# Best Chest Rig & Belt



## dougiemac (Oct 27, 2015)

Im looking to buy a chest rig (thinking like a micro stacked style rig) and a good belt to carry my EDC on for training. Any suggestions as to what I should consider? I realize you get what you pay for, so I'm expecting to pay for quality. Let me know what you guys have used in combat and would trust your life on. Thanks!


----------



## JAKE18 (Oct 27, 2015)

Mr. Dougiemac,

You can't go wrong with Mayflower's UW Chest Rig Gen IV or Gen V.  I have used both with great success for the past 4 years depending on what I am doing.  The Gen V is a split front with different inserts depending on your primary weapon and caliber (M4, M110, AK, SCAR-H, etc.)  If you are running a AR in 5.56 then the Gen IV will do just fine.  They ride well on the body with or without armor and there is a lot of thought put into the pocket/pouch set up.  You can carry a lot of stuff in this rig and not be bulky.  I currently run my Gen IV as a go bag (in a vehicle) that I can wear when I need it (QRF, Helo Ops, etc)
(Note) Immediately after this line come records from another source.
PR #834, opened 2017-03-17
Pricing restructure

jameshupp:
## Changes
- restructures rates around the packages rather than introducing all rate components independently before describing packages
- pushes most of the details about each rate component to a separate page about that component
- increases content on the terminology page
- reorders pricing pages

## Notes
This addresses a number of acceptance criteria but we still need to get purchase-related content into the top nav. We might follow that in this same branch, or we might bring it in a separate PR, depending on how timing moves forward.


jameshupp:
One issue to consider here: the H3 looks almost indistinguishable from bold content. That makes this particular approach to surfacing pricing info harder.

packages

jameshupp:
Another issue: I hacked this button into the markdown, but I would bet there's either a more professional way to do it, or there's a simple fix to the button that would avoid the underline tail you see here.
button_tail

jameshupp:
Update on what's in this PR: I've also changed the top nav label from "Overview" to "Product". It feels less repetitive. I'd like to address `overview.md` in the same way, but I can't find where the title of the page comes from. Would add that if it was discovered before this got merged, but otherwise will figure out and do separately.

nikzei (approved):

nikzei:
@jameshupp "Product" seems only to have replaced "overview" in the nav bar when on the rates page. Otherwise, the nav bar remains the same - I think the change needs to be made somewhere else to make it apply to the whole site . . .

PR #835, opened 2017-03-21
Overview whatis

jameshupp:
## Changes
* change top nav link to `what-is-cloudgov.md`
* incorporate `overview.md` content into what-is
* switch info about building to a team page, pull team info from other pages into this one
* reduce duplication by deleting other pages about building
* incorporate info about why we made this product available into the what-is page, and delete that page
* retitle “why use” and focus on cloud.gov’s _benefits_, since the other aspects of why are now covered on what-is
* reweight pages for ordering
* makes intro to capabilities a bit softer

## notes
It’s probably worth changing the URL tree at some point here from `/overview/overview/` to `/product/overview/`. But I think it’s better to get the rest of this in.


nikzei (approved):

mogul:
Just want to say thanks, this is a big improvement! 🥇

PR #841, opened 2017-03-24
Document space auditor plan.

jmcarp:


brittag (approved):
This looks good to me! Added a commit to make placeholder text really obvious, to encourage people to customize it instead of using the default service instance name. Approved from a content perspective; not sure if it needs anyone else to look at it.

mogul (approved):

PR #842, opened 2017-03-24
adding language specifically for auth

LindsayYoung:
Without an auth specific use case, it was a bit confusing to me, because I thought since I already had a team, I was supposed to invite people to the the team. It also makes clear they don't have to set up a sandbox.

Thanks!


mogul:
I'm thinking this might be out of place here, rather than on the auth service page, since people are just getting started and unlikely to know what this might refer to. @brittag what do you think? Worth calling out here or not? Ref [the Slack convo](https://gsa-tts.slack.com/archives/C09CR1Q9Z/p1490385927404687) with Lindsay for background.

mogul:
I merged #843 and figure that will allay confusion until at least the next time someone gets confused, then we'll iterate from there.

PR #847, opened 2017-03-29
Refer more clearly to sandbox limitations

jameshupp:
Changing site content here in a number of places to make clear that limitations are there, including upcoming change in policy

### DIFF
--- a/content/overview/pricing/free-limited-sandbox.md
+++ b/content/overview/pricing/free-limited-sandbox.md
@@ -8,20 +8,18 @@ aliases:
   - /overview/pricing/free-limited-sandbox
 ---
 
-Anyone with a U.S. federal government email address (.gov, .mil, or .fed.us) can evaluate cloud.gov for free using a sandbox space.
-
-A sandbox is a free, limited way to try cloud.gov and see if it might suit your team's needs. The sandbox gives you a sense of how cloud.gov would work for the applications your team builds. From the [setup process]({{< relref "docs/getting-started/setup.md" >}}) through [deploying an app]({{< relref "docs/getting-started/your-first-deploy.md" >}}), it works similarly to using a [paid access package]({{< relref "overview/pricing/rates.md" >}}), with [some limitations](#sandbox-limitations).
+A sandbox is a free cloud.gov account that you can use for a limited time to see if it might suit your team’s needs. You can build and deploy applications to get a sense of how cloud.gov would work for your team. From the [setup process]({{< relref "docs/getting-started/setup.md" >}}) through [deploying an app]({{< relref "docs/getting-started/your-first-deploy.md" >}}), it works similarly to using a [paid access package]({{< relref "overview/pricing/rates.md" >}}), with [some limitations](#sandbox-limitations).
 
 ## Get a sandbox
 
-Anyone with a U.S. federal government email address can [**sign up for a free sandbox space**](https://account.fr.cloud.gov/signup). No paperwork is required from us. (It's up to you to determine whether you may need permission from your organization.) If you have other questions or comments, see [Contact]({{< relref "docs/help.md" >}}).
+Anyone with a U.S. federal government email address (ending in `.gov`, `.mil`, or `.fed.us`) can [**sign up for a free sandbox space**](https://account.fr.cloud.gov/signup). No paperwork is required from us. (It’s up to you to determine whether you may need permission from your organization.) If you have other questions or comments, see [Contact]({{< relref "docs/help.md" >}}).
 
-Then, if you're interested in [purchasing full access]({{< relref "overview/pricing/rates.md" >}}) (whether for **Prototyping** or for production systems at the **Open Data**, **FISMA Low**, or **FISMA Moderate** levels), fill out [this interest form](https://docs.google.com/a/gsa.gov/forms/d/e/1FAIpQLSevZfuJ_4KE-MZlm9gttYfsXQp0PJL7OR6k6LbZ9XnFn-oA6g/viewform) or email us again.
+Then, if you’re interested in [purchasing full access]({{< relref "overview/pricing/rates.md" >}}) (whether for **Prototyping** or for production systems at the **Open Data**, **FISMA Low**, or **FISMA Moderate** levels), fill out [this interest form](https://docs.google.com/a/gsa.gov/forms/d/e/1FAIpQLSevZfuJ_4KE-MZlm9gttYfsXQp0PJL7OR6k6LbZ9XnFn-oA6g/viewform) or email us again.
 
-## To keep in mind before you try your sandbox
+## Keep in mind before you try your sandbox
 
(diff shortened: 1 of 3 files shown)


nikzei (approved):

content/overview/pricing/free-limited-sandbox.md
```diff
@@ -8,44 +8,42 @@ aliases:
   - /overview/pricing/free-limited-sandbox
 ---
 
-Anyone with a U.S. federal government email address (.gov, .mil, or .fed.us) can evaluate cloud.gov for free using a sandbox space.
-
-A sandbox is a free, limited way to try cloud.gov and see if it might suit your team's needs. The sandbox gives you a sense of how cloud.gov would work for the applications your team builds. From the [setup process]({{< relref "docs/getting-started/setup.md" >}}) through [deploying an app]({{< relref "docs/getting-started/your-first-deploy.md" >}}), it works similarly to using a [paid access package]({{< relref "overview/pricing/rates.md" >}}), with [some limitations](#sandbox-limitations).
+A sandbox is a free account that you can use to see if cloud.gov might suit your team’s needs. From the [setup process]({{< relref "docs/getting-started/setup.md" >}}) through [deploying an app]({{< relref "docs/getting-started/your-first-deploy.md" >}}), it works similarly to using a [paid access package]({{< relref "overview/pricing/rates.md" >}}), with [some limitations](#sandbox-limitations).
```
brittag, line 11: I would specify that a sandbox is a free space; accounts don't have costs in general, but orgs and spaces can have costs.

content/overview/pricing/free-limited-sandbox.md
```diff
@@ -8,44 +8,42 @@ aliases:
...
 
 ## Get a sandbox
 
-Anyone with a U.S. federal government email address can [**sign up for a free sandbox space**](https://account.fr.cloud.gov/signup). No paperwork is required from us. (It's up to you to determine whether you may need permission from your organization.) If you have other questions or comments, see [Contact]({{< relref "docs/help.md" >}}).
+Anyone with a U.S. federal government email address (ending in `.gov`, `.mil`, or `.fed.us`) can [**sign up for a free sandbox space**](https://account.fr.cloud.gov/signup). No paperwork is required from us. (It’s up to you to determine whether you may need permission from your organization.) If you have other questions or comments, see [Contact]({{< relref "docs/help.md" >}}).
```
brittag, line 15: Good to know that some .gov email addresses aren't federal government email addresses (they can be state email addresses for example), but that may be too specific for this context.

content/overview/pricing/free-limited-sandbox.md
```diff
@@ -8,44 +8,42 @@ aliases:
...
+* If your organization prohibits installing the [cloud.gov command line interface]({{< relref "docs/getting-started/setup.md#set-up-the-command-line" >}}) on your computer, you won’t be able to deploy applications in your sandbox. (For paid access packages, we can coordinate with your agency to help them approve this tool.)
 
 ## A few things you can try in your sandbox
 
-On a technical level, a sandbox is a specially-limited ["space"]({{< relref "docs/getting-started/concepts.md#spaces" >}}) within a sandbox-only ["organization"]({{< relref "docs/getting-started/concepts.md#organizations" >}}) that is managed by cloud.gov.
+On a technical level, a sandbox is a specially-limited ["space"]({{< relref "docs/getting-started/concepts.md#spaces" >}}) within a sandbox-only ["organization"]({{< relref "docs/getting-started/concepts.md#organizations" >}}) that is managed by cloud.gov. In paid accounts, you would manage your own organization and set up spaces for different applications. With a sandbox, you are managing one space and the applications and services within it.
```
brittag, line 26: An account can have both access to a free sandbox space and a paid org, but their access to a paid org might not be "Org Manager" access - they might just have "Space Developer" access to spaces there. Also often an org has spaces for same or similar versions of the same application (such as a development and a production space) rather than different applications.

content/overview/pricing/rates.md
```diff
@@ -70,7 +70,7 @@ Interested in a FISMA Moderate account? [Fill out our initial interest form.](ht
 
 ### Sandbox
 
-Free of charge and without any paperwork, anyone with a government email address can use a limited version of cloud.gov for a limited time. Before the time on any sandbox expires, we will reach out to alert you and discuss whether moving forward on another package makes sense for your system. You can’t use sandboxes for production.
+Free of charge and without any paperwork, anyone with a government email address can use a [limited version of cloud.gov]({{< relref "overview/pricing/free-limited-sandbox.md" >}}). The use of sandboxes is [limited]({{< relref "overview/pricing/free-limited-sandbox.md" >}}#sandbox-limitations), and the contents of all sandboxes are cleared every 30 days. But we will also reach out to alert you before any deletion point to remind you to save your data, and to discuss whether moving forward on another package makes sense for your system.
```
brittag, line 73: Saying "the contents of all sandboxes are cleared every 30 days" here may be confusing since we aren't yet making that actually happen.

content/overview/pricing/free-limited-sandbox.md
nikzei: I don't understand the change here: the fact that sandboxes are free is very clearly communicated already (for each package description on the Packages and Rates page, which leads to this sandbox page, the price is listed under the package description and we list sandboxes as FREE. On this page, free is in the header. Sandboxes are discussed as free in the first line of the previous text . . .) to me, if anything, I feel like we could discuss it *less* rather than more . . .

Is it that you want to communicate that there *could* be costs? If so, I don't get that so clearly in this revision. Perhaps that's what you might want to emphasize?

content/overview/pricing/rates.md
nikzei: That's an interesting point. Is there a clear plan around when we will start doing this? If so, perhaps the tweak here is just to state that we will begin to do this on [x date], and that the clock for all existing accounts will start on that date (or whatever you all decide). 

James has been revising communications to ensure that users understand sandboxes as ephemeral. If the communication needs to be different here, does it need to be different in all of his revisions elsewhere while we are still in this transitional phase?

content/overview/pricing/free-limited-sandbox.md
nikzei: Ok, I think my initial emphasis was on *free* when it should have been on *space.* I think I understand better now. It's a great point that might also apply for access package customers? My two cents:

I'd assume that many prospective sandbox users will have entry level knowledge so a really clear and direct statement here would probably be appropriate ("as with all access packages, if you want [x], you'll have to purchase that separately."). Laying this out a little bit more clearly on the page (without relying on hyperlink) could also help us educate prospective customers about the way that pricing works and will work if they purchase an access package in the future.

brittag: Ah yeah, I meant my comment with emphasis on _space_ rather than _free_. I agree that "free" is already well-communicated in general and could even be repeated less. The problem is that calling a sandbox a free _account_ is confusing. The limitations on sandbox spaces apply whether or not your account also has access to paid orgs.

Specifically I mean that the change from "A sandbox is a free, limited way" to "A sandbox is a free account" adds some confusion because a sandbox is not an "account", it's a "space".

content/overview/pricing/rates.md
brittag: There's no specific date for that switchover yet - it's waiting on users being properly informed that the change will happen. We just shouldn't tell them it's currently-happening until it's actually currently-happening.

brittag: (It may make sense for James + Atlas to work together on determining a target date for the switchover.)

content/overview/pricing/free-limited-sandbox.md
jameshupp: I'm leaving this one as-is, since we lead into the parenthetical with `federal`, unless we've actually experienced state emails as a problem.

PR #190, opened 2015-11-20
Modify gce.py get_ips() to return only the public IP address.

mbookman:
Elasticluster should never try to connect to the private IP address.
This can lead to problems as Elasticluster can connect to local machines
in the same IP range (and try to configure them).


riccardomurri:
We use private IP ranges in our on-campus OpenStack cloud, but I agree with you that they should never be used with public clouds.

Merged into the  `master` branch; thank you!

PR #208, opened 2015-12-01
Add support for Compute Engine instance tags

mbookman:
Add support for Compute Engine instance tags
 (https://cloud.google.com/compute/docs/reference/latest/instances#tags)


riccardomurri:
Manually merged.

Thanks!

PR #209, opened 2015-12-02
Support GCE networks

squee1945:
The code already supports GCE networks, but the configuration validation is preventing it from being used. This P-R simply adjusts the configuration validation to allow it.


riccardomurri:
Thanks, merged!

Issue #216, opened 2015-12-07
ImportError: No module named netifaces


mbookman:
Did a clean install of Elasticluster from source:

$ virtualenv elasticluster
$ source elasticluster/bin/activate
$ cd elasticluster
$ git clone git://github.com/gc3-uzh-ch/elasticluster.git src
$ cd src
$ python setup.py install

$ elasticluster list
Traceback (most recent call last):
  File "/usr/local/google/home/mbookman/scratch/workspace/elasticluster.gg_merge/bin/elasticluster", line 9, in <module>
    load_entry_point('elasticluster==1.3.dev0', 'console_scripts', 'elasticluster')()
  File "/usr/local/google/home/mbookman/scratch/workspace/elasticluster.gg_merge/local/lib/python2.7/site-packages/pkg_resources/__init__.py", line 546, in load_entry_point
    return get_distribution(dist).load_entry_point(group, name)
  File "/usr/local/google/home/mbookman/scratch/workspace/elasticluster.gg_merge/local/lib/python2.7/site-packages/pkg_resources/__init__.py", line 2666, in load_entry_point
    return ep.load()
  File "/usr/local/google/home/mbookman/scratch/workspace/elasticluster.gg_merge/local/lib/python2.7/site-packages/pkg_resources/__init__.py", line 2339, in load
    return self.resolve()
  File "/usr/local/google/home/mbookman/scratch/workspace/elasticluster.gg_merge/local/lib/python2.7/site-packages/pkg_resources/__init__.py", line 2345, in resolve
    module = __import__(self.module_name, fromlist=['__name__'], level=0)
  File "build/bdist.linux-x86_64/egg/elasticluster/__init__.py", line 33, in <module>
  File "build/bdist.linux-x86_64/egg/elasticluster/providers/openstack.py", line 31, in <module>
  File "/usr/local/google/home/mbookman/scratch/workspace/elasticluster.gg_merge/local/lib/python2.7/site-packages/python_novaclient-2.35.0-py2.7.egg/novaclient/client.py", line 38, in <module>
    from oslo_utils import netutils
  File "/usr/local/google/home/mbookman/scratch/workspace/elasticluster.gg_merge/local/lib/python2.7/site-packages/oslo.utils-3.1.0-py2.7.egg/oslo_utils/netutils.py", line 25, in <module>
    import netifaces
ImportError: No module named netifaces

PR #217, opened 2015-12-07
Fix missing dependency (netifaces).

mbookman:
Should fix: https://github.com/gc3-uzh-ch/elasticluster/issues/216


riccardomurri:
Thanks, merged!

PR #218, opened 2015-12-09
Update cluster.update() to try to set the node's preferred_ip

mbookman:
after calling node.update_ips()

I have occasionally had nodes in the saved nodes list which had no IP addresses saved.
Running "elasticluster setup" would call node.update_ips(), but then didn't try to "connect()" before handing the node to ansible (which then had no IP address to connect to).

### DIFF
--- a/elasticluster/cluster.py
+++ b/elasticluster/cluster.py
@@ -769,6 +769,14 @@ class Cluster(Struct):
         for node in self.get_all_nodes():
             try:
                 node.update_ips()
+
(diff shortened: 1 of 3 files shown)


mbookman:
Added a somewhat related change. In this case, I found that some nodes had been deleted without Elasticluster being updated. Those nodes could then never be removed from the cluster as stop_instance would throw an exception.

riccardomurri:
Thanks, merged!

PR #243, opened 2016-04-19
Make ec2 access_key and secrets optional

jsharpe:
This allows for boto credentials to be passed via iam roles when running on ec2 or via a .aws/credentials file from the awscli tool rather than being explicitly placed in a configuration file.


riccardomurri:
Merged, thanks!

PR #260, opened 2016-06-01
Documentation: Use ec2_boto consistently to avoid confusion

pinguinkiste:
Both "boto" and "ec2_boto" are used inconsistently in the documentation and lead to some debugging because the wrong key was used (and accepted) in the config file. This patch makes the use consistent by changing all occurrences of "boto" to "ec2_boto".


riccardomurri:
Merged, thanks!

PR #261, opened 2016-06-01
Improve default config handling

pinguinkiste:
This change prevents a default config file from being created when config.d already exists, for example because of copying a different template.

The second commit fixes some PEP-8 violations and re-factors some code (high cyclomatic complexity, etc.) to make IntelliJ IDEA happy. ;) I'm not much of a Python person. The changes seem sensible (from a JVM-based/biased perspective), but please feel free to drop it if you disagree. (I only moved code, no functional changes.)

Best regards,

Manuel

### DIFF
--- a/elasticluster/main.py
+++ b/elasticluster/main.py
@@ -150,8 +150,8 @@ class ElastiCluster(cli.app.CommandLineApp):
                                  "%s\n" % (str(ex)))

As far as belts go.  All depends on what you want.  I am currently running an Ares Ranger Belt and have so for the past 4 years.  It is a good gun belt for Every Day Carry (EDC) or Low Profile stuff.  If you are looking for a two part inner/outer belt system (more like a competition set up) then the best one Ive seen so far has been the belts from Ronin Tactics.  A few of the guys I work with currently have been running that.  It is very stiff (what you want in a gun belt) and a lot of room for other stuff (go to mag pouch rifle and pistol, blow out kit, etc).  It is more overt though.  Again it all depends on what your looking for.  This is not absolute, just my limited experience in the fields I work in.

Hope this helps.


----------



## surgicalcric (Nov 3, 2015)

Damn that is a well articulated post J.

As was said, the Gen IV/V Mayflower UW rig (or the 417) is indestructible. The one I was wearing on my fateful day playing hop-scotch is still in usable condition; me not so much...


----------



## Dame (Nov 4, 2015)

surgicalcric said:


> As was said, the Gen IV/V Mayflower UW rig (or the 417) is indestructible. The one I was wearing on my fateful day playing hop-scotch is still in usable condition; *me not so much...*



Horseshit!


----------